— Будьте спокойны, ваше сиятельство, — говорил гробовщик, снимая с меня мерку так же бесцеремонно, как некогда делали это портные, — у нас все припасено: и покров, и паникадилы. Через час их можно переносить в залу. И насчет гроба не извольте сомневаться: такой будет покойный гроб, что хоть живому в него ложиться.
Кабинет опять начал наполняться. Гувернантка привела детей.
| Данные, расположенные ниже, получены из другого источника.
Issue #291, opened 2022-02-21
EditorMask can not work in dialog or other popover.


tanbowensg:
**What problem does this feature solve?**
Now mask cannot show in dialog or other popover.

PR #320, opened 2022-03-01
EditorMask support components in dialog

tanbowensg:
1. EditorMask support components in dialog #291 
2. fix: cannot drop component after components which have no slots

This implementation is kind of workaround for now. The key point is to filter the elements in dialog by detecting whether an element is child of `dialogContainerElement`.
The limitation of this way is that it cannot detect modals which append to body or multiple modals situation.
The ultimate solution maybe adding a z-axis in `rectMap`. But since we don't have multiple dialogs or popover for now, so we can implement it in the future.

### DIFF
--- a/packages/runtime/src/types/application.ts
+++ b/packages/runtime/src/types/application.ts
@@ -20,6 +20,7 @@ export type GridCallbacks = {
 
 export type ComponentParamsFromApp = {
   gridCallbacks?: GridCallbacks;
+  hooks?: AppHooks;
 };
 
 export type AppProps = {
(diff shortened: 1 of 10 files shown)


packages/runtime/src/types/application.ts
```diff
@@ -20,17 +20,21 @@ export type GridCallbacks = {
...
-  hooks?: AppHooks;
 } & ComponentParamsFromApp;
 
 export type AppHooks = {
+  // after app first render
   didMount?: () => void;
+  // app updates after schema changes
   didUpdate?: () => void;
+  // app updates after html elements change
+  didHtmlUpdate?: () => void;
```
Yuyz0112, line 39: maybe naming like this?

didUpdate -> willUpdate
didHtmlUpdate -> didUpdate

or
didHtmlUpdate -> didDomUpdate

tanbowensg: OK, I changed to `didDomUpdate`.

Соня бросалась на меня и рыдала совершенно как мать, но маленький Коля уперся, ни за что не хотел подойти ко мне и ревел от страха. Приплелась Настасья — любимая горничная жены, вышедшая замуж в прошлом году за буфетчика Семена и находившаяся в последнем периоде беременности. Она размашисто крестилась, все хотела стать на колени, но живот ей мешал и она лениво всхлипывала.
— Слушай, Настя, — сказал ей тихо Семен, — не нагибайся, как бы чего не случилось. Шла бы лучше к себе; помолилась и довольно.
— Да как же мне за него не молиться? — отвечала Настасья слегка нараспев и нарочно громко, чтоб все ее слышали. — Это не человек был, а ангел божий. Еще нынче перед самой смертью обо мне вспомнил и приказал, чтобы Софья Францовна неотлучно при мне находилась.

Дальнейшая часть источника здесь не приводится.